Offering a variety of foods to your baby is key, says Kristi King, a senior pediatric dietitian at Texas Children’s Hospital in Houston and a spokesperson for the Academy of Nutrition and Dietetics.

“Although we know that these metals are naturally occurring, it is important that you provide your young child a variety of foods because each food is going to have a different level of naturally occurring metals,” King said. “So that way your child is not solely dependent on formula and rice cereal, or formula and sweet potatoes. That way we’re providing a wide variety of fruits, vegetables, meats and whole grains so that their exposure is minimized.”
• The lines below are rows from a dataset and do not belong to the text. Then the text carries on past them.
PR #241, opened 2025-07-10
8364737: [CRaC] Support checkpointing with --patch-module by treating patch JARs as persistent

mz1999:
#### Summary

This change enhances CRaC's checkpointing capabilities to correctly handle applications launched with the `--patch-module` option. Previously, using a JAR file with `--patch-module` would cause checkpointing to fail due to unmanaged file descriptors. This patch resolves the issue by treating these JARs as persistent resources, similar to how classpath JARs are handled.

#### Problem

When a JAR file is specified via `--patch-module`, it is opened by two distinct mechanisms within the JVM:

1.  **Native `ClassLoader`**: The C++ `ClassLoader` implementation opens the JAR file to build its internal class path structures. This results in a file descriptor that is not managed by CRaC's Java-level resource tracking, leading to it being flagged as a "BAD: opened by application" file during `check_fds`.
2.  **Java `ModulePatcher`**: The Java-level `jdk.internal.module.ModulePatcher` also opens the same JAR to scan for packages and resources. While this could be made CRaC-aware, the native-level file descriptor remains an issue.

She pointed out that levels of heavy metals in the environment vary across the United States and around the world, so the levels that end up in food depend on where the foods come from, which is another reason why varying food sources is important.

The AAP’s Bole, who is an associate professor of pediatrics at Case Western Reserve University in Cleveland, Ohio, noted there are other steps parents can take to make sure their kids are on the right track.

“There are a lot of things that parents do to help secure healthy development for their children, such as providing an enriching learning environment and a high-quality preschool,” she said. “I would rather parents invest their energy in thinking about those things. And yes, feed your kids a varied diet and avoid fruit juice.”

Exposure to lead
Depending on where a family lives, Bole said, parents should be on the lookout for other environmental exposures to lead — in Cleveland, for instance, a significant concern is chipped paint in houses or contaminated soil that is tracked into a home — that are more of a threat than baby food.

“That’s by far and away a much bigger risk,” she said. In Flint, Michigan, it was lead-contaminated water that caused the crisis that started in 2014.

Ultimately, we want children to develop a healthy attitude about food, said King, and worrying about every bite that goes in their mouths doesn’t help.

“My advice to parents is stay calm and keep on, because if you get so stressed out then it makes eating not an enjoyable thing for you or for your family, and your children can pick up on that,” she said. “Your child is going to need fruits and vegetables and meats — and by providing a little bit of everything you’re going to minimize the risk of the heavy metals.”